My final destination was Dionysiou, one of the so-called "hanging monasteries" of the south coast that rise almost organically from steep cliffs. Despite its proximity to the sea, it seemed closed in and claustrophobic. Its church almost filled the main courtyard, which was starved of light and encircled by a narrow alleyway covered in gloomy frescoes.
Although the refectory was large and splendidly frescoed, dinner was meagre - rice soup with dry bread and olives, and no wine - but little mattered when I discovered the hot showers and washed away three days of sweat and dust.

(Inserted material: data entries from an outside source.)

PR #522, opened 2018-01-15
Converts the first letter of service name to uppercase

### LINKED ISSUE #484: bug: uncapitalized service name causes runtime error unknown function in service.pb.gw.go
see title.

Steps to reproduce:

1. define a service with a name that has a lowercase first letter in your `service.proto`
1. generate the `service.pb.go` (notice that the generated code includes `func NewNameClient` -- it is capitalized `Name`)
1. generate the `service.pb.gw.go` (notice that the generated code attempts to call `NewnameClient` -- uncapitalized `name` which leads to the runtime error)

this looks similar to #300 and looks like it could be fixed in the same way.

the style guide, https://developers.google.com/protocol-buffers/docs/style, says you should capitalize service names, but seems it does not say it requires capitalized. So i think this is a valid bug

thurt:
fixes #484


thurt:
@achew22 im not sure what file you are referring to as the goldens file? 

I added a new service with a camelCase name and regenerated the `pb.go`, `pb.gw.go`, and `pb.swagger.json`.

You can see the the correction provided by the first commit changes the `pb.gw.go` here https://github.com/grpc-ecosystem/grpc-gateway/pull/522/commits/8f93341dfb8998833da93ecd0706fee29d9fac2c#diff-715cf1c1ab38e7007f330d8663ae2d5fR1080

achew22:
That's exactly what I was asking you to do. Sorry for not being more clear!

thurt:
cool! :+1:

I slept in an eight-bed dormitory with a group of snoring middle-aged men from Macedonia and rose about 5.30 for the morning service, which was followed by a feast of rice with tomato sauce and cups of red wine.
I left Athos as a new boatload of expectant pilgrims arrived. For me, there had been no epiphany, no road to Damascus. I went hoping to discover the past, and certainly found a version of it, albeit one replete with jarring modern touches. I found Athos to be like staring into a fogged mirror in which things were only half-revealed and half-explained, yet somehow I left seeing myself more clearly.
Maybe that's the secret of Athos.
It gives you the time and the space to understand that the real discoveries are made within.
PILGRIM'S PERMIT
Men can begin the tortuous process of obtaining a diamonitirion to visit Mount Athos by phoning the Pilgrims Bureau in Thessaloniki on (0011 30 2310) 252 578. Office hours are 8.30am-2pm Monday to Friday, Saturday 10am-2pm. English is spoken. It pays to phone several weeks ahead of a planned visit to see if permits are available. Only 10 non-Orthodox men are permitted to enter Athos each day.